◆ Instructions to follow
Please retype the records that appear below, exactly and in full.

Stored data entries
PR #129, opened 2018-12-19
Add foss checks make target

lwr20:
## Description
Adds make target to run foss license checks.

## Release Note
```release-note
None required
```


Makefile
```diff
@@ -326,6 +326,14 @@ static-checks: vendor
 fix:
 	goimports -w $(SRCFILES)
 
+foss-checks: vendor
```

◆ Result for this task
PR #129, opened 2018-12-19
Add foss checks make target

lwr20:
## Description
Adds make target to run foss license checks.

## Release Note
```release-note
None required
```


Makefile
```diff
@@ -326,6 +326,14 @@ static-checks: vendor
 fix:
 	goimports -w $(SRCFILES)
 
+foss-checks: vendor
```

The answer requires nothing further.